Only 1 or 2 percent of the perpetrators were women, according to Ms. Lower. But in many cases where genocide was taking place, German women were very close by. Several witnesses have described festive banquets near mass shooting sites in the Ukrainian forests, with German women providing refreshments for the shooting squads whose work often went on for days.

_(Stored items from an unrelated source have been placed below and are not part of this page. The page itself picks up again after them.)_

PR #1377, opened 2024-03-16
Executable: Switch from HasHDF to HasDict

jan-janssen:
This pull request reverts parts of https://github.com/pyiron/pyiron_base/pull/728 to simplify the `to_dict()` and `from_dict()` interface of the `GenericJob` class. In the future the interface should use `__getstate__()` and `__setstate__()`.

### DIFF
--- a/pyiron_base/jobs/job/extension/executable.py
+++ b/pyiron_base/jobs/job/extension/executable.py
@@ -3,7 +3,8 @@
 # Distributed under the terms of "New BSD License", see the LICENSE file.
 
 import os
-from pyiron_base.interfaces.object import HasStorage
+from pyiron_base.interfaces.has_dict import HasDict
+from pyiron_base.storage.datacontainer import DataContainer
 from pyiron_base.state import state
 
 """
@@ -22,7 +23,7 @@ __status__ = "production"
 __date__ = "Sep 1, 2017"
 
 
-class Executable(HasStorage):
+class Executable(HasDict):
     __hdf_version__ = "0.3.0"
 
     def __init__(
@@ -42,6 +43,7 @@ class Executable(HasStorage):
             overwrite_nt_flag (bool):
         """
         super().__init__()
+        self.storage = DataContainer()
         self.storage.table_name = "executable"
 
         if path_binary_codes is None:
--- a/pyiron_base/jobs/job/extension/executable.py
+++ b/pyiron_base/jobs/job/extension/executable.py
@@ -238,13 +238,9 @@ class Executable(HasDict):
             "mpi",
             "accepted_return_codes",
         ]
-        self.storage.update(
-            {
-                key: executable_dict["executable"][key]
-                for key in data_container_keys
-                if key in executable_dict["executable"].keys()
-            }
-        )
+        for key in data_container_keys:
+            if key in executable_dict["executable"]:
+                self.storage[key] = executable_dict["executable"][key]
         if executable_dict["executable"]["READ_ONLY"]:
             self.storage.read_only = True
 
--- a/pyiron_base/jobs/job/extension/executable.py
+++ b/pyiron_base/jobs/job/extension/executable.py
@@ -237,7 +237,7 @@ class Executable(HasStorage):
             'accepted_return_codes'
         ]
         self.storage.update({
-            executable_dict["executable"][key]
+            key: executable_dict["executable"][key]
             for key in data_container_keys
             if key in executable_dict["executable"].keys()
         })
--- a/pyiron_base/jobs/job/extension/executable.py
+++ b/pyiron_base/jobs/job/extension/executable.py
@@ -23,6 +23,8 @@ __date__ = "Sep 1, 2017"
 
 
 class Executable(HasStorage):
+    __hdf_version__ = "0.3.0"
+
     def __init__(
         self,
         path_binary_codes=None,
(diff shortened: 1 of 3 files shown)


pyiron_base/jobs/job/generic.py
```diff
@@ -50,6 +50,7 @@
 from pyiron_base.jobs.job.extension.server.generic import Server
 from pyiron_base.database.filetable import FileTable
 from pyiron_base.interfaces.has_dict import HasDict
+from pyiron_base.storage.datacontainer import DataContainer
```
pmrv, line 53:
```suggestion
```
Not used.

pyiron_base/jobs/job/extension/executable.py
```diff
@@ -217,6 +221,33 @@ def executable_path(self, new_path):
...
+            "mpi",
+            "accepted_return_codes",
+        ]
+        self.storage.update(
+            {
+                key: executable_dict["executable"][key]
+                for key in data_container_keys
+                if key in executable_dict["executable"].keys()
+            }
+        )
```
pmrv:
```suggestion
        for key in data_container_keys:
            if key in executable_dict["executable"]:
                self.storage[key] = executable_dict["executable"][key]
```
More readable imo.

pyiron_base/jobs/job/generic.py
```diff
@@ -1087,17 +1093,9 @@ def to_hdf(self, hdf=None, group_name=None):
             hdf (ProjectHDFio): HDF5 group object - optional
             group_name (str): HDF5 subgroup name - optional
         """
-
         self._set_hdf(hdf=hdf, group_name=group_name)
-        self._executable_activate_mpi()
```
pmrv, line 1092: Seem unrelated to the other changes, is that generally not necessary anymore?

pyiron_base/jobs/job/generic.py
```diff
@@ -1124,10 +1122,12 @@ def from_hdf(self, hdf=None, group_name=None):
...
         with self._hdf5.open("input") as hdf5_input:
             job_dict["input"] = hdf5_input.read_dict_from_hdf(recursive=True)
-        self.from_dict(job_dict=job_dict)
-
+        # Backwards compatibility to the previous HasHDF based interface
         if "executable" in self._hdf5.list_groups():
-            self.executable.from_hdf(self._hdf5)
+            exe_dict = self._hdf5["executable/executable"].to_object().to_builtin()
+            exe_dict["READ_ONLY"] = self._hdf5["executable/executable/READ_ONLY"]
+            job_dict["executable"] = {"executable": exe_dict}
```
pmrv, line 1129: This is triggered in both cases when on "old" executable or a "new" one is present, right?  Does `to_object().to_builtin()` really work in both cases?  Imo the preferable solution would be to keep the `Executable.from_hdf` around and have there logic that checks `__hdf_version__` and either does the old loading logic or `from_dict`s.

pmrv:
Actually wouldn't it be much easier to just give `HasStorage` a `HasDict` implementation?  That would be quite trivial, since it's just 
```python
def to_dict(self):
  return self.storage.to_builtin()
def from_dict(self, data_dict):
  self.storage.clear()
  self.storage.update(data_dict)
```

pyiron_base/jobs/job/extension/executable.py
```diff
@@ -40,6 +43,7 @@ def __init__(
             overwrite_nt_flag (bool):
         """
         super().__init__()
+        self.storage = DataContainer()
```
jan-janssen, line 46: @pmrv We still use the `DataContainer` here

pyiron_base/jobs/job/generic.py
jan-janssen: The `DataContainer` is still used in line 46.

pyiron_base/jobs/job/generic.py
```diff
@@ -1049,6 +1050,9 @@ def to_dict(self):
             "exclude_groups_hdf": self._exclude_groups_hdf,
         }
         data_dict["server"] = self._server.to_dict()
+        self._executable_activate_mpi()
```
jan-janssen, line 1053: @pmrv The `self._executable_activate_mpi()` was just moved up the to the point where the `to_dict()` method is called on the `executable` object.

pyiron_base/jobs/job/generic.py
jan-janssen: The function was just moved to line 1053.

pyiron_base/jobs/job/generic.py
jan-janssen: No the important part is the `list_groups()` call. The previous implementation created an HDF group, the new one just a single node with the content of the node being a JSON dictionary.

jan-janssen:
> Actually wouldn't it be much easier to just give `HasStorage` a `HasDict` implementation? That would be quite trivial, since it's just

Ms. Petri was married to an SS officer who ran an agricultural estate, complete with a colonial-style manor house and slave laborers, in Galicia, in occupied Poland. She later confessed to having murdered six Jewish children, aged 6 to 12. She came across them while out riding in her carriage. She was the mother of two young children, and was 25 at the time. Near naked, the Jewish children had apparently escaped from a railroad car bound for the Sobibor camp. She took them home, fed them, then led them into the woods and shot them one by one.
She told her interrogators that she had done so, in part, because she wanted to prove herself to the men.
She was tried in East Germany and served a life sentence.
Ms. Altvater Zelle went to Ukraine as a 22-year-old single woman and became the secretary of a district commissar, Wilhelm Westerheide. Survivors remembered her as the notorious Fräulein Hanna, and accused her, among other things, of smashing a toddler’s head against a ghetto wall and of throwing children to their deaths from the window of a makeshift hospital.
Back in Germany, Ms. Altvater Zelle married, became a welfare case worker for youth in her hometown, Minden, and adopted a son.
In Commissar Westerheide’s region, about 20,000 Jews were wiped out. He and his loyal secretary were tried twice in West Germany, in the late 1970s and early 1980s. They wereacquitted both times because of contradictions that arose in the testimonies of witnesses gathered over 20 years, the former chief prosecutor in the case told Ms. Lower.
One survivor, Moses Messer, said he saw the woman he knew as Fräulein Hanna smashing the toddler to death against the wall. He told lawyers in Haifa, Israel, in the early 1960s: “Such sadism from a woman I have never seen. I will never forget this scene.”